As is clear from the above explanation, the first gate has a resistor, such as a two-junction or three-junction magnetically coupled quantum interferometer gate, a current injection quantum interferometer gate, or a gate consisting of a single Josephson element. A gate with a Josephson junction that does not have to be used can be used. In addition, the second gate is a gate using a Josephson junction with a magnetically coupled input line without resistance, such as a two-junction or three-junction magnetically coupled quantum interferometer gate, or a gate consisting of a single Josephson junction. can be used.

(Effects of the Invention) As explained above, the self-resetting superconducting loop circuit using a superconducting circulating current according to the present invention has a higher power supply than the conventional circuit, which generates an external reset signal, a power supply for driving the reset signal generating circuit, and a reset signal. This eliminates the need for a timing circuit to provide the timing for generating , and has advantages such as miniaturization of the circuit, ease of design, increased operating margin, and shortened operating time since no timing circuit is required.

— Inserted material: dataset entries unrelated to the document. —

PR #126, opened 2018-10-17
Add local memory CUDA support to Kernel

adityapb:


pysph/cpy/translator.py
```diff
@@ -532,6 +539,26 @@ def visit_FunctionDef(self, node):
...
+                                  '(%(dtype)s*) shared_buff;')
+                    local_decl = local_decl % {'dtype': dtype, 'arg': arg}
+                    decls.append(local_decl)
+                    prev_arg = arg
+                else:
+                    local_decl = ('%(dtype)s* %(arg)s = (%(dtype)s*) '
+                                  '&%(prev_arg)s[size_%(prev_arg)s];')
+                    local_decl = local_decl % {'dtype': dtype, 'arg': arg,
+                                               'prev_arg': prev_arg}
+                    decls.append(local_decl)
```
prabhuramachandran: This whole block of code is not at all intentional and it is very difficult to see what you are trying to do.  I think it really needs to be refactored.

adityapb:
This is interesting. I've updated my branch, but the PR doesn't seem to be updated.

adityapb:
This is interesting. I've updated my branch, but the PR doesn't seem to be updated.

pysph/cpy/translator.py
```diff
@@ -693,3 +694,141 @@ def __init__(self, detect_type=ocl_detect_type, known_types=None):
 
     def _get_self_type(self):
         return KnownType('GLOBAL_MEM %s*' % self._class_name)
+
+
+class CUDAConverter(CConverter):
```
prabhuramachandran: Please try to reuse as much code as possible, derive this from `OpenCLConverter` so we don't have to update things in two places.

pysph/cpy/translator.py
```diff
@@ -693,3 +694,141 @@ def __init__(self, detect_type=ocl_detect_type, known_types=None):
...
+            'GID_0', 'GID_1', 'GID_2',
+            'LDIM_0', 'LDIM_1', 'LDIM_2',
+            'GDIM_0', 'GDIM_1', 'GDIM_2'
+        ))
+        self._local_decl = None
+
+    def _get_self_type(self):
+        return KnownType('GLOBAL_MEM %s*' % self._class_name)
+
+    def _get_function_args(self, node):
```
prabhuramachandran: Again, please try to refactor to minimize cut/pasting.

pysph/cpy/translator.py
```diff
@@ -693,3 +694,141 @@ def __init__(self, detect_type=ocl_detect_type, known_types=None):
...
+        fname = obj.__name__
+        self._annotations[fname] = getattr(obj, '__annotations__', None)
+        self._local_decl = self._get_local_info(obj)
+        code = self.convert(src)
+        self._local_decl = None
+        self._annotations = {}
+        return code
+
+    def visit_FunctionDef(self, node):
+        assert node.args.vararg is None, \
```
prabhuramachandran: Again a lot of similar code that is cut pasted.  Any cut pasting makes it very hard to update things later.  I don't mind adding an empty method to the base class that is only used for CUDA but you need to think about reducing cut/pasting and try to avoid sending PRs with any of it. :) Also please measure coverage for just the translator alone and ensure that the translator has almost 100% coverage.

pysph/cpy/translator.py
```diff
@@ -693,3 +703,57 @@ def __init__(self, detect_type=ocl_detect_type, known_types=None):
...
+            for arg, dtype in self._local_decl.items():
+                if len(decls) == 1:
+                    local_decl = ('%(dtype)s* %(arg)s = '
+                                  '(%(dtype)s*) shared_buff;')
+                    local_decl = local_decl % {'dtype': dtype, 'arg': arg}
+                    decls.append(local_decl)
+                    prev_arg = arg
+                else:
+                    local_decl = ('%(dtype)s* %(arg)s = (%(dtype)s*) '
+                                  '&%(prev_arg)s[size_%(prev_arg)s];')
```
prabhuramachandran: There is one big problem here if the sizes are not aligned to 4 bytes as discussed in the cuda programming guide.  So this should perhaps be carefully documented or perhaps a warning given if there is an alignment problem.

prabhuramachandran:
I've filed an issue #130, for you to address.  I will merge this for now.  Thanks!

[Brief explanation of drawings]

FIG. 1 is a diagram for explaining a conventional example. FIG. 2 shows a first embodiment of the invention.
Figure 3 shows the gate current Ig and input current in the example.
It shows the time dependence of I _S , the current I _L flowing through the superconducting loop, and the current I _A flowing through the first gate.
Figure 4 shows the threshold characteristics of the gate used as the second gate in the first embodiment, where the horizontal axis is the current I _A flowing through the first gate, and the vertical axis is the current I flowing through the superconducting loop. It is _L. FIG. 5 shows a second embodiment of the invention. Figure 6 shows the threshold characteristics of a gate with asymmetric threshold characteristics, where the vertical axis is the current I _L flowing in the superconducting loop,
The horizontal axis is the current I _A flowing through the first gate. 7th
The figure shows a third embodiment of the invention. In the figure, 10...gate using Josephson junction, 11...input line, 12...gate current path, 13...superconducting loop circuit, 14...reset gate, 15...reset input line, 20...
...first gate, 21 ... input line of first gate, 22 ... gate current path, 23 ... superconducting loop circuit, 24 ... second gate, 25 ... input line of second gate , 40...Operating point at time _t0 in Fig. 3, 41...Operating point at time _t1 in Fig. 3, 42...Operating point at time t3 in Fig. ₃ ,
43...Operating point at time _t5 in Fig. 3, 50...
...first gate, 51 ... input line of first gate, 52 ... gate current path, 53 ... superconducting loop circuit, 54 ... second gate, 55 ... input line of second gate , 56...damping resistance, 5
7...Damping resistance, 60...Time t ₀ in Figure 3
61...Operating point at time _t1 in Fig. 3, 62...Operating point at time t3 in Fig. ₃ , 63...Operating point at time _t5 in Fig. 3, 7
0...first gate, 71...first gate input line, 72...gate current path, 73...superconducting loop circuit, 74...second gate, 75...second gate First input line, 74... second input line of the second gate.

Claims (1)

[Claims] 1. A first gate configured by one or more switches using Josephson junctions connected in series and switched by a current applied to an input line;
a superconducting loop circuit consisting of a second gate using a Josephson junction having a magnetically coupled input line and a superconducting stripline having an inductance; and a gate connected to the first gate and the superconducting loop circuit. a first current path consisting of a gate current path that supplies current, and in which the input line of the second gate and the first gate are coupled in series;
A self-resetting superconducting loop circuit using a superconducting circulating current, characterized in that a second current path in which the superconducting loop circuit and the second gate are coupled in series is coupled in parallel.